Africa: Male Video Game Characters Speak Twice As Much As Females, Largest Study of Its Kind Reveals

analysis

Video games are played by nearly three billion people worldwide and make more money annually than the film industry. Around 50% of gamers are female but gaming has chronic problems with gender bias.

Female players have recounted receiving sexist abuse online and there have been claims of gender discrimination in video-game development. Let's not forget "Gamergate", the year-long campaign of harassment between 2014 and 2015 of prominent female gamers and developers.

The results of the biggest-ever study of video game dialogue, reveal another stark gender imbalance in the industry. Our analysis, published in the Royal Society Open Science today studied over 13,000 video game characters and found that twice as much dialogue is given to male characters than to female characters.

At least some of the burden for change rests on the content of video games themselves. Games are more likely to have male protagonists than female and many games constrain women to stereotypical roles - Princess Peach, for instance, is often the damsel in distress.

Studying dialogue is one way of gaining insight into patterns of gender bias. Previous studies have shown that most films and TV shows give more dialogue to male characters. Creating the largest-ever open-source database of video-game dialogue, we found video games are no different.

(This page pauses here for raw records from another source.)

PR #10482, opened 2019-12-23
DottedVersion.Option implements StarlarkValue

AlessandroPatti:
As of 2.0, it is not possible to transition on these values anymore, since `DottedVersion` does implement StarlarkValue, but `DottedVersion.Option` does not.

### DIFF
--- a/src/main/java/com/google/devtools/build/lib/rules/apple/DottedVersion.java
+++ b/src/main/java/com/google/devtools/build/lib/rules/apple/DottedVersion.java
@@ -25,6 +25,7 @@ import com.google.devtools.build.lib.concurrent.ThreadSafety.Immutable;
 import com.google.devtools.build.lib.skyframe.serialization.autocodec.AutoCodec;
 import com.google.devtools.build.lib.skylarkbuildapi.apple.DottedVersionApi;
 import com.google.devtools.build.lib.syntax.Printer;
+import com.google.devtools.build.lib.syntax.StarlarkValue;
 import java.util.ArrayList;
 import java.util.Objects;
 import java.util.regex.Matcher;
@@ -89,7 +90,7 @@ public final class DottedVersion implements DottedVersionApi<DottedVersion> {
    * directory names)</p>
    * */
   @Immutable
-  public static final class Option {
+  public static final class Option implements StarlarkValue {
     private final DottedVersion version;
 
     private Option(DottedVersion version) {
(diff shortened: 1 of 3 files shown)


tetromino:
@jmmv - ping for review?

jmmv:
This seems fine, but what does this actually do? Could we have a test that shows what this offers?

AlessandroPatti:
> This seems fine, but what does this actually do? Could we have a test that shows what this offers?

Our study of 13,000 characters from 50 video games found that video games include twice as much male as female dialogue on average. Secondly, 94% of games we analysed had more male dialogue than female dialogue, including games with multiple female protagonists (e.g. Final Fantasy X-2, King's Quest VII). The exceptions were King's Quest games from the 1980s and Final Fantasy XIII: Lightning Returns, which has a female protagonist but still manages only 55% female dialogue.

However, the bias wasn't just with protagonists - we found the same imbalances in minor characters. The pattern persisted even when taking into account player choices about a protagonist's gender and optional dialogue.

The proportion of female dialogue is slowly increasing. Even so, we also found that female characters are more likely to apologise, hesitate or be polite, perpetuating stereotypes about gendered behaviour.

Finally, while the results reported here concern male and female characters, we were interested in the dialogue distribution for all genders. Unfortunately, we couldn't run reliable analyses on non-binary and other genders since there were so few characters in these categories, which is itself revealing.

Quest for data

We were inspired by a study of gender balance in Disney film dialogue, showing that men had more dialogue than women in 88% of films. This simple statistic was a striking demonstration of a systematic imbalance. We wanted to measure this statistic for games but quickly discovered several challenges.

First, which games to include? We selected 50 role-playing games where dialogue is crucial. These were balanced across sub-genre, target audience age, and year of publication. They included games from major developers - Final Fantasy, Persona, Mass Effect, The Elder Scrolls - and games from smaller developers such as Monkey Island and Stardew Valley.

Accessing the data was harder than anticipated. Some games have accessible scripts, others needed to be hunted down. For many, we relied on fan transcripts, though we needed to make over 20,000 manual corrections. Even when game code was available, converting it to a script could be an epic side-quest of its own. Games from the Elder Scrolls or Dragon Age series can contain 1,000 characters speaking half a million words. We wrote more than 10,000 lines of code to process the data.

Finally, identifying the gender of 13,000 characters was not always straightforward. How should we code characters in disguise? What gender is a talking book? What about a "guard" who appears for just one line of dialogue?

We coded for conferred gender: a character's gender as likely to be experienced by a typical player. This took meticulous research, scouring "lets-play" videos (videos of people playing the games), fan wikis, and discussion boards for clues.

How can game-makers address the imbalance?

First, developers can monitor the distribution of dialogue, using our findings to determine how their games compare with others.

Secondly, we found that the average male character doesn't say more than the average female character. The overall imbalance is driven by there being twice as many male characters as female characters. So a key strategy would be simply to increase the proportion of female characters, major and minor.

There's an important caveat here: more dialogue doesn't guarantee better gender representation. In the recent remake of Final Fantasy VII, the female character Jessie has ten times more dialogue than in the original. However, most of it is spent flirting with the main character.

Another approach is "gender-flipping" - writing characters as one gender and then changing them during development, as with Fang from Final Fantasy XIII who started male and ended female.

There's more work to do here, not least studying non-binary characters, and harmful male behaviour stereotypes (for example, dangerous work always being assigned to men). Our resources are open-source, and we hope that gamers, programmers and other academics will contribute to the expansion of the database.